Nevertheless, it is important to note that the improvements in risk factors and reductions in cost observed in the HDL cohort support HDL, Inc.'s model of tightly coupling advanced laboratory services with prevention and disease management programs. Clinical laboratories such as HDL, Inc. are able to offer an increasingly wide array of tools to enhance the effectiveness of these programs. For example, improved risk stratification with a comprehensive panel of biomarkers allows prevention efforts to be appropriately focused most aggressively on those patients most likely to benefit, and identify those who would benefit from treatment who would be missed using traditional approaches. 15 The enhanced utilization of statins observed in the present study is consistent with this intention; the point being that without advanced testing, many such patients would not have been identified as high risk and may not have been treated at all. The ability to predict responses to particular drug treatments more accurately promises to enhance the effectiveness of medical management while reducing adverse events and consequent costs. 16 –18 Tools to access and share historical trends in laboratory markers can quickly support and enhance informational continuity and coordination of care. Perhaps most importantly, engaging patients in this process in a way that is personally meaningful, while educating and empowering them to track and participate in achieving their health goals, has great potential to improve patient compliance. 19
Conclusion
Although additional research is warranted, as providers and payers seek to improve outcomes, lower total cost of care, and improve the wellness of the populations they serve, this study's results suggest that clinical laboratory service providers can evolve to play an important role in the coordination and design of patient care plans that achieve those goals.
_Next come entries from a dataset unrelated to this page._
PR #126, opened 2020-03-06
Refactor homepage

TimCsaky:
# Description

supports: https://apps.nrs.gov.bc.ca/int/jira/browse/SHOWCASE-748
mockup: https://www.figma.com/proto/PqqxnXfahmDGJYC74fj1bQ/onboarding_v5?scaling=min-zoom&node-id=30%3A60

-added a 'welcome' component to show on the home page
-the header, footer, nav were done as part of the skeleton app.
-contains a list of common services that is pulled from a utils/commonServices.js object.

## Types of changes

## Checklist

- [ ] I have checked that unit tests pass locally with my changes
- [ ] I have added tests that prove my fix is effective or that my feature works

### DIFF
--- a/app/frontend/.env
+++ b/app/frontend/.env
@@ -1,1 +1,1 @@
-VUE_APP_TITLE=Common Service
+VUE_APP_TITLE=Common Services
--- a/app/frontend/.env
+++ b/app/frontend/.env
@@ -1,1 +1,1 @@
-VUE_APP_TITLE=Common Service Get Token
+VUE_APP_TITLE=Common Service
--- a/app/frontend/src/components/Welcome.vue
+++ b/app/frontend/src/components/Welcome.vue
@@ -18,13 +18,13 @@
                 <ul>
                   <li>
                     <strong>New User:</strong> Go to
-                    <router-link to="/">"Request Account"</router-link> and submit the form to add your application.
+                    <router-link :to="{ name: 'About' }">"Request Account"</router-link> and submit the form to add your application.
                     <br />* Check your email for the confirmation, then you’re ready to go!
                   </li>
                   <li>
                     <strong>Existing User:</strong> Manage your application from
-                    <router-link to="/">"My Applications"</router-link> or
-                    <router-link to="/">"Request Account"</router-link> for a new application
+                    <router-link :to="{ name: 'MyApps' }">"My Applications"</router-link> or
+                    <router-link :to="{ name: 'About' }">"Request Account"</router-link> for a new application
                   </li>
                   <li>
                     <strong>Get Token for your application:</strong> follow the order of
@@ -60,7 +60,7 @@
               <div class="pa-2 py-4">
                 <ul>
                   <li
-                    v-for="(item) in KeycloakCommonServiceList"
+                    v-for="item in KeycloakCommonServiceList"
                     :key="item.name"
                   >{{item.abbreviation.toUpperCase()}} - ({{item.name}})</li>
                 </ul>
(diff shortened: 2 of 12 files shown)


bcgov-nr-csst:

PCMH and ACO initiatives should consider including clinical laboratory service providers with comprehensive care models, such as HDL, Inc., and should evaluate how other ancillary care providers can evolve to play important roles in the design and delivery of health care services.
Footnotes
Author Disclosure Statement
The authors declared the following potential conflicts of interest with respect to the research, authorship, and/or publication of this article: Drs. Varvel, Voros, and Thiselton, and Ms. Grami are employees of Health Diagnostic Laboratory, Inc., the subject of this study. Drs. Turner and Barron are employees of HealthCore, Inc., which performed data abstraction, processing, and analysis for this study. Dr. Thompson declared no conflicts of interest. Dr. Thompson received funding for research support from Health Diagnostic Laboratory, Inc. Health Diagnostic Laboratory, Inc. provided funding to HealthCore, Inc. for data extraction, processing, and analysis.